Hi Biobakery staff,
The output file (genefamilies) of humann (v3.7) have identical values of different RXN numbers, which were assigned to the same gene family, as shown in here:
Shall I delete the replicas?
Could you give some suggestions?
Can you say more about how you created this file? I agree that it looks odd with all the identical very tiny values.
Hi Franzosa,
Thank you for your reply.
I followed the tutorial to get this file and the stepts were as shown here:
- humann_join_tables
- humann_regroup_table --input *_genefamilies_relab.tsv --output *_genef amilies_relab_rxn.tsv --groups uniref90_rxn
- humann_rename_table --input genefamilies_relab_rxn.tsv --output named_genefamilies_relab_rxn.tsv --names metacyc-rxn
- humann_split_stratified_table
My labmate also has the same issue.
Looking forward to hearing from you.
Best wishes,
Xia
A few thoughts. 1) There might be a loss of precision happening somewhere. I tend to work with gene families in CPMs rather than relative abundance since the numbers are bigger. At one point I think there was a bug in one of the scripts that truncated at a small number of decimals by default, and so if genes were expressed in units of relative abundance they might be forced to the same very small values. 2) It looks like many of those RXNs legitimately map to the same EC number. That probably means they are associated to the same sets of sequences, in which case their abundances would all be a function of the total abundance of those sequences.
Hi Xia!
Did you end up merging the counts together for this? I am running into the same issue. I have many different RXN #'s that share the same EC number.
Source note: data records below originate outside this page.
PR #3046, opened 2023-08-11
close chest: don't replace a node if it's not the expected open chest

fluxionary:
this is similar to #3045. currently, closing a chest dialogue will replace *anything* currently at the location of the chest when the dialogue was opened, even if it's another node or air. currently this can be exploited very reliably w/ mesecons sticky pistons, but other players have reported that it can be exploited unreliably w/ tnt (even though open chests should be tnt-proof?). but in general, there's no way to guarantee that the node hasn't changed since we opened it.


appgurueu (approved):

appgurueu:
If you know even more such issues, please report them :smile:

PR #3049, opened 2023-08-18
New Plank Textures

TheOnlyJoeEnderman:
This Pull Request makes the plank textures prettier and smoother. This is the single biggest thing that I wanted changed, and I was able to do so. These are clean room, CC0 takes on a wood plank design. They do have a similar appearance to Minecraft on purpose but as I mentioned before, are strictly clean room designs.

Comparison between my Aspen planks, vanilla, and Minecraft Birch for those curious.
wood_comparison


appgurueu:
I feel this breaks with the bland Minetest Game aesthetic in favor of a more Minecraft-like aesthetic. It is probably better left to a texture pack or Minecraft clone game projects such as Mineclone. I'll leave this open for people to share their opinions.

SmallJoker:
I agree that the current texture is not so good because they are simply recycled from the other plank textures. They could benefit from some darker patches, noise and cuts to look more like planks. Moretrees does this for example (cedar, sequoia from right to left):

planks comparison


At least the colours are currently okay-ish and going into a good direction with your proposal. The reference image I used for this comment:

aspen planks

TheOnlyJoeEnderman:
I could make world aligned versions that have longer boards. Though I feel that is sort of cheating as far as texture creation.

TheOnlyJoeEnderman:
It won't tile like I would like, but I can make the world aligned version. In that at certain world coordinates the texture will look wrong where two sides meet. Which is why I prefer Minecraft's method of handling randomly textured blocks, but this method may not look all that bad.

TheOnlyJoeEnderman:
default_woods
here is a better picture of them as is.

TheOnlyJoeEnderman:
default_woods_big

Bituvo:
They look a bit too shiny/smooth for me.

GNUAn:
@TheOnlyJoeEnderman I think you should send that pull request to Minerev(https://codeberg.org/GNUAn/Minerev)

sfan5:
Given the lack of discussion/interest happening and the fact that this is quite clearly not a maintenance change, I'll close this.

PR #3060, opened 2023-09-03
Stairs: Add helper function for textures

tenplus1:
Use function to tidy stair textures

### DIFF
--- a/mods/stairs/init.lua
+++ b/mods/stairs/init.lua
@@ -178,7 +178,7 @@ end
 
 function stairs.register_slab(subname, recipeitem, groups, images, description,
 		sounds, worldaligntex)
-	local light, alpha, sunlight, mode_sounds = get_node_vars(recipeitem)
+	local light, alpha, sunlight, node_sounds = get_node_vars(recipeitem)
 	local slab_images = set_textures(images, worldaligntex)
 	local new_groups = table.copy(groups)
 	new_groups.slab = 1
--- a/mods/stairs/init.lua
+++ b/mods/stairs/init.lua
@@ -63,18 +63,6 @@ local function warn_if_exists(nodename)
 	end
 end
 
--- Get node settings to use for stairs
-local function get_node_vars(nodename)
-
-	local def = minetest.registered_nodes[nodename]
-
-	if def then
-		return def.light_source, def.use_texture_alpha, def.sunlight_propagates, def.sounds
-	end
-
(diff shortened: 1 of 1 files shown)


mods/stairs/init.lua
```diff
@@ -103,6 +94,16 @@ function stairs.register_stair(subname, recipeitem, groups, images, description,
 			end
 		end
```
sfan5, line 95: you can even optimize the logic a bit more:
```lua
		stair_images[i] = type(image) == "string" and {name = image} or table.copy(image)
		if stair_images[i].backface_culling == nil then
			stair_images[i].backface_culling = true
		end
		if worldaligntex and stair_images[i].align_style == nil then
			stair_images[i].align_style = "world"
		end
	end
```

tenplus1:
@sfan5 - Thanks, amended pull.  Also, what do you think about stairs automatically using node sounds ?

appgurueu (approved):

sfan5:
> Also, what do you think about stairs automatically using node sounds ?

sounds useful

mods/stairs/init.lua
```diff
@@ -69,10 +69,10 @@ local function get_node_vars(nodename)
 	local def = minetest.registered_nodes[nodename]
```
appgurueu, line 69: If I'm seeing this correctly, the only thing this function is ever used for is to "transplant" a few definition fields? Why not refactor it to be a `local function transplant_def_fields(nodename, to_def)`?

The code would then become something like

```lua
local def = minetest.registered_nodes[nodename]
if not def then return end
for _, field in ipairs({"light_source", "use_texture_alpha", "sunlight_propagates", "sounds"}) do
    if to_def[field] == nil then
        to_def[field] = def[field]
    end
end
```

Or alternatively, something like `register_node_based_on(nodename, base_nodename, def)`?

appgurueu (approved):
Looks fine as the "minimal change" for the sounds, but ideally `get_node_vars` with its 4 return values - which fulfill pretty much just the purpose of implementing JS's `?.` - is a pretty dirty function.

tenplus1:
> Looks fine as the "minimal change" for the sounds, but ideally `get_node_vars` with its 4 return values - which fulfill pretty much just the purpose of implementing JS's `?.` - is a pretty dirty function.

This is how I handle it in Stairs Redo, seems a lot tidier too :)

appgurueu (approved):

PR #3062, opened 2023-09-14
Fix corals and kelps duping with mesecons' sticky piston

zmv7:
This pull request fixes a glitch/exploit that could be used to dupe `default:coral_skeleton` and `default:sand` nodes infinitely.
### Before patch
Place mesecons' sticky piston next to cyan/green/pink coral or `default:sand_with_kelp` and switch the piston couple times. In the result, extra `default:coral_skeleton` or `default:sand` node will appear on each piston retraction.
### After patch
The cyan/green/pink corals and `default:sand_with_kelp` are moving by piston normally, without creating extra nodes.  

screenshot1
screenshot2

### DIFF
--- a/mods/default/nodes.lua
+++ b/mods/default/nodes.lua
@@ -2024,7 +2024,7 @@ minetest.register_node("default:sand_with_kelp", {
 		return itemstack
 	end,
 
-	after_destruct  = function(pos, oldnode)
+	after_dig_node = function(pos, oldnode, oldmetadata, digger)
 		minetest.set_node(pos, {name = "default:sand"})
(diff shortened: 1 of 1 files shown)


appgurueu (approved):
`after_destruct` is called by `minetest.remove_node`. This is indeed wrong - when a mod wants to remove a node, that node shouldn't turn into sand; it is reasonable for the sand and the kelp attached to it to be gone.

Using `after_dig_node` instead makes more sense. You don't have to add unused parameters though.

sfan5 (approved):
LGTM

PR #3067, opened 2023-09-26
Fix bed night skip race condition

### LINKED ISSUE #3066: Spam-tapping on beds and more...
I thought that the bug I encountered was related to the "beds" mod (maybe it still is.)

https://github.com/minetest/minetest_game/assets/113429882/416645a3-9dec-437d-96b6-7c0fa3e679e8

Short description:
The current day was 92;
I spam-tapped on the bed to lie down and get up again and again;
After waking up and seeing "You can only sleep at night", the current day was 99.

==========

But then I remembered about a bug I found earlier.
I was spam-tapping under myself, swimming in lava. Somehow Sam has become invincible (although he can't interact with the world. (place blocks, execute commands etc.))

https://github.com/minetest/minetest_game/assets/113429882/4d5000e0-3609-43b0-af2a-625b37515cf7

https://github.com/minetest/minetest_game/assets/113429882/06f957c4-851c-43cc-b1e8-7f3fc5124760

Sorry for the low quality, GitHub doesn't allow files larger than 10MB.
Also, I don't fully understand how to replicate it. Sometimes it does, sometimes it doesn't.

If it helps, I was playing build 5.7.0 from F-Droid.

appgurueu:
Closes #3066 (partially, the other issue is an engine issue). How to test:

* Reproduce the bug. This is easiest if you introduce a `print` in `beds.skip_night`. Otherwise, don't spam click too fast, or the daytime won't have changed when the next set time of day hits, so the days counter will only be incremented by one. You have a whole 2 seconds to make your clicks, make about 3-4 clicks in that time (definitely don't make clicks with a < 100 ms (serverstep) frequency).
* Verify that the fix works.

### DIFF
--- a/mods/beds/functions.lua
+++ b/mods/beds/functions.lua
@@ -181,6 +181,26 @@ function beds.skip_night()
 	minetest.set_timeofday(0.23)
 end
 
+local update_scheduled = false
+local function schedule_update()
+	if update_scheduled then
+		-- there already is an update scheduled; don't schedule more to prevent races
+		return
+	end
+	update_scheduled = true
+	minetest.after(2, function()
+		update_scheduled = false
+		if not is_sp then
+			update_formspecs(is_night_skip_enabled())
+		end
+		if is_night_skip_enabled() then
+			-- skip the night and let all players stand up
+			beds.skip_night()
+			beds.kick_players()
+		end
+	end)
+end
+
 function beds.on_rightclick(pos, player)
 	local name = player:get_player_name()
 	local ppos = player:get_pos()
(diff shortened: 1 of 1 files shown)


mods/beds/functions.lua
```diff
@@ -181,6 +181,25 @@ function beds.skip_night()
 	minetest.set_timeofday(0.23)
 end
 
+local update_scheduled = false
+local function schedule_update()
+	if update_scheduled then
+		-- there already is an update scheduled; don't schedule more to prevent races
+		return
+	end
+	update_scheduled = true
```
sfan5, line 190: this is never set to false?

appgurueu: oops, fixed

I wasn’t sure if I need to rerun everything from the beginning to regenerate the data and see if the issue happens again.
Thanks!
Emily
Hi Emily,
Thank you for asking.
No, I did not merge the counts. I used the data of KEGG/EC/GO annotation which had no such issue.
Xia
Hi Xia,
Thanks for your answer! I’m a bit new to this, so I’m sorry if this is a silly question.
When you say that you used the KEGG/EC/GO annotation, does that mean you used a different program? Or only used the gene annotations that did not have a RXN number?
Thank you!
Emily
Hi Emily,
Sorry for the late response. I used humann_regroup_table function for the annotation. You will find more details on the website GitHub - biobakery/humann: HUMAnN is the next generation of HUMAnN 1.0 (HMP Unified Metabolic Analysis Network).
Hope this helps.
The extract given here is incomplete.